Fine-Tuning Large Language Models for Cooperative Tactical Deconfliction of Small Unmanned Aerial Systems

The growing deployment of small Unmanned Aerial Systems (sUASs) in low-altitude airspaces has increased the need for reliable tactical deconfliction under safety-critical constraints. Tactical deconfliction involves short-horizon decision-making in dense, partially observable, and heterogeneous multi-agent environments, where both cooperative separation assurance and operational efficiency must be maintained. While Large Language Models (LLMs) exhibit strong reasoning capabilities, their direct application to air traffic control remains limited by insufficient domain grounding and unpredictable output inconsistency. This paper investigates LLMs as decision-makers in cooperative multi-agent tactical deconfliction using fine-tuning strategies that align model outputs to human operator heuristics. We propose a simulation-to-language data generation pipeline based on the BlueSky air traffic simulator that produces rule-consistent deconfliction datasets reflecting established safety practices. A pretrained Qwen-Math-7B model is fine-tuned using two parameter-efficient strategies: supervised fine-tuning with Low-Rank Adaptation (LoRA) and preference-based fine-tuning combining LoRA with Group-Relative Policy Optimization (GRPO). Experimental results on validation datasets and closed-loop simulations demonstrate that supervised LoRA fine-tuning substantially improves decision accuracy, consistency, and separation performance compared to the pretrained LLM, with significant reductions in near mid-air collisions. GRPO provides additional coordination benefits but exhibits reduced robustness when interacting with heterogeneous agent policies.

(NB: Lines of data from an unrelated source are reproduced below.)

PR #715, opened 2026-04-22
Add Exception fallback to mspass decorator wrappers

Cloud1e:
## Summary
Hardens MsPASS decorator error handling so parallel/map-style callers always get a **MsPASS data object back** (with errors in `elog` and the datum marked **dead** where appropriate), instead of Python’s implicit **`None`**—which was causing downstream `AttributeError` (e.g. on `.live`).
### `mspass_func_wrapper` / `mspass_method_wrapper`
- **`RuntimeError`**, **`MsPASSError`** (non-`Fatal`), and **`Exception`** (when `data` is a known wrapper type): after logging to `elog` / `ensemble_error`, call **`data.kill()`** and **`return data`**.
- **`MsPASSError`** with **`Fatal`** severity: still **re-raised** (no kill/return on that path).
- **`Exception`** when `data` is **not** a supported MsPASS type: **re-raise** unchanged.
### `mspass_func_wrapper_multi`
- Same pattern for both inputs: log per atomic/ensemble branch, then **`data1.kill()`**, **`data2.kill()`**, **`return data1`** for **`RuntimeError`**, non-`Fatal` **`MsPASSError`**, and handled **`Exception`**.
- **`Fatal` `MsPASSError`**: still **re-raised**.
### `mspass_reduce_func_wrapper`
- Keeps the existing **`MsPASSError`** rule: only **`Informational`** / **`Debug`** are logged in the wrapper; other severities **re-raise**.
- For **`RuntimeError`**, logged **`MsPASSError`**, and handled **`Exception`**: after logging, **`data1.kill()`**, **`data2.kill()`**, **`return data1`**.
### Tests (`python/tests/util/test_decorators.py`)
- New **`dummy_*`** helpers and assertions to cover the above branches (including dual-arg, ensemble companion, `Fatal` vs non-`Fatal`, and reduce **`Exception`**).
- Existing ensemble **`check_arg0_tester`** expectations updated where the decorator now **logs** instead of propagating **`TypeError`**.

### DIFF
--- a/python/mspasspy/util/decorators.py
+++ b/python/mspasspy/util/decorators.py
@@ -155,7 +155,8 @@ def mspass_func_wrapper(
     :param kwargs: extra kv arguments
     :return: modified seismic data object.  Can be a different type than
        the input.   If function_return_key is used only the Metadata
-       container  should be altered.
+       container  should be altered.  On RuntimeError, MsPASSError (non-Fatal),
+       or generic Exception, arg0 is logged, killed, and returned.
     """
     # Add an error trap for arg0 if this function doesn't do that
     if not checks_arg0_type:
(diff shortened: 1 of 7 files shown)


wangyinz (approved):
Thank you for fixing this!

翻译：小型无人机系统（sUASs）在低空空域的日益普及，增加了在安全关键约束下实现可靠战术防冲突的需求。战术防冲突涉及在密集、部分可观测、异构多智能体环境中的短时域决策制定，必须在保持协同间隔保证的同时兼顾运行效率。尽管大语言模型（LLMs）展现出强大的推理能力，但其在空管领域的直接应用仍受限于领域知识嵌入不足与不可预测的输出不一致性。本文研究LLMs作为决策主体在协同多智能体战术防冲突中的应用，采用微调策略使模型输出与人工操作员启发式规则对齐。我们提出基于BlueSky空域仿真器的仿真-语言数据生成流水线，可生成符合既有安全实践的规则一致性防冲突数据集。采用两种参数高效策略对预训练Qwen-Math-7B模型进行微调：基于低秩适配（LoRA）的有监督微调，以及结合LoRA与群组相对策略优化（GRPO）的偏好型微调。验证数据集与闭环仿真实验结果表明，相较于预训练LLM，有监督LoRA微调显著提升了决策准确率、一致性和间隔保持性能，且大幅降低了近乎空中相撞事件。GRPO虽带来额外协同增益，但在与异构智能体策略交互时鲁棒性有所下降。